PROVIDED MATERIAL –
*** Begin section ***

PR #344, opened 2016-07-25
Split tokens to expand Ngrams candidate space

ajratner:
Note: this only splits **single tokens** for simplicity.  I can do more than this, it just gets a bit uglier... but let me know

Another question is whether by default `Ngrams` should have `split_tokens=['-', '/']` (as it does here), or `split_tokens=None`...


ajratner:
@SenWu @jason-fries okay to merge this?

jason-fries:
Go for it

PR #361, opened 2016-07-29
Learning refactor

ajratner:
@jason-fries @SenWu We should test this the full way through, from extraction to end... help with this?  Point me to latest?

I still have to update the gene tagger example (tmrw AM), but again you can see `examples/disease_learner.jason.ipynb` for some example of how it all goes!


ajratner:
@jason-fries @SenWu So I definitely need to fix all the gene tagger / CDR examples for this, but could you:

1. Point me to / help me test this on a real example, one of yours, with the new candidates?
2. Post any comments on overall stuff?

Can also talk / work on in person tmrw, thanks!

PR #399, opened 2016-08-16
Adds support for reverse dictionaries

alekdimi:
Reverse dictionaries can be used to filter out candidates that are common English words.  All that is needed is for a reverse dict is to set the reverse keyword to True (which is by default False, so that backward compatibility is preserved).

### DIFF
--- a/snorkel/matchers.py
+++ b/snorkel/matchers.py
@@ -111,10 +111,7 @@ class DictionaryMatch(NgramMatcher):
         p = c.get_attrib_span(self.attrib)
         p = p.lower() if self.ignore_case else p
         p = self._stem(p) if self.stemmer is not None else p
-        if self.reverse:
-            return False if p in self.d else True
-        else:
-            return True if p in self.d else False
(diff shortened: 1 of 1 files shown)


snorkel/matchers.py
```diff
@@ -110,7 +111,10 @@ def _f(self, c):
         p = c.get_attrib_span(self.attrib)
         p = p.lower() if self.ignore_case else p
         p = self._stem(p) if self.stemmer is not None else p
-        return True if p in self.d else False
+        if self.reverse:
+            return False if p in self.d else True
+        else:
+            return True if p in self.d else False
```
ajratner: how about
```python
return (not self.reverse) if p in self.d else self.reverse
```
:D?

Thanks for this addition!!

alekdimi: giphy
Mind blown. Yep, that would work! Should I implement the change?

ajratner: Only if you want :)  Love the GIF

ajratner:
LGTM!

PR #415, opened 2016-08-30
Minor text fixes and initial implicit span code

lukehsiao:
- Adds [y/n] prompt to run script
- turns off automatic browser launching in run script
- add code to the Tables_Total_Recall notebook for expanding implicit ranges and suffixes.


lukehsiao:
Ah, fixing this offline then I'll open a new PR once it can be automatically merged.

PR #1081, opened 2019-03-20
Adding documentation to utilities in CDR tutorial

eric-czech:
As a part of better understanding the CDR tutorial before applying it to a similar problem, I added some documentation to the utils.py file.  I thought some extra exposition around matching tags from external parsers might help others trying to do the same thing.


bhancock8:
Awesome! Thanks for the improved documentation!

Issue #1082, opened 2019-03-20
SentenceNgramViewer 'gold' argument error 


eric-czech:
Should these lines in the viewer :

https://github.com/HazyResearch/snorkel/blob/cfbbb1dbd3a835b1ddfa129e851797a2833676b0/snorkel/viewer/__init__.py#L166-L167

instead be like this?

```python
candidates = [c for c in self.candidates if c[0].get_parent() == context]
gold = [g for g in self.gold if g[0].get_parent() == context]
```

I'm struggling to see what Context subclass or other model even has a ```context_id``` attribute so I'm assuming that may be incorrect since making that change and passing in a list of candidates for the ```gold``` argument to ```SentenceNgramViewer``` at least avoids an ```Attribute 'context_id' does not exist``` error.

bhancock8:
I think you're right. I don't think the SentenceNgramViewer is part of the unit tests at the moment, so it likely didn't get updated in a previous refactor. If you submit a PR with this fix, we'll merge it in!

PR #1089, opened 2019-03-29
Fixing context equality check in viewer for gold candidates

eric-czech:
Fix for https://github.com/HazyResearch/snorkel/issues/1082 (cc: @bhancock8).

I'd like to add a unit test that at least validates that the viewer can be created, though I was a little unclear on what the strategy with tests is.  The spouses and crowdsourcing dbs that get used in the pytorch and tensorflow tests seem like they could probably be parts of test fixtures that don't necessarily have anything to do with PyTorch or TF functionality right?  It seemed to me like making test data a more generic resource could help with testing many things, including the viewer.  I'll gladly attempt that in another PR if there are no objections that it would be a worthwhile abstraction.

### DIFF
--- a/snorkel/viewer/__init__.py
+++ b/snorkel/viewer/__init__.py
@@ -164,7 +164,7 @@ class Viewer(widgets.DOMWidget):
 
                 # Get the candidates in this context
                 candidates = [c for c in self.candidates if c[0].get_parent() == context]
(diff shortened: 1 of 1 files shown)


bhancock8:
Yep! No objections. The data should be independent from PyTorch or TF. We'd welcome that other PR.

*** End section ***

TASK OBJECTIVE –
Return all lines in the data that include the word "Adds".

ANSWER TO THE PROBLEM –
Adds support for reverse dictionaries
- Adds [y/n] prompt to run script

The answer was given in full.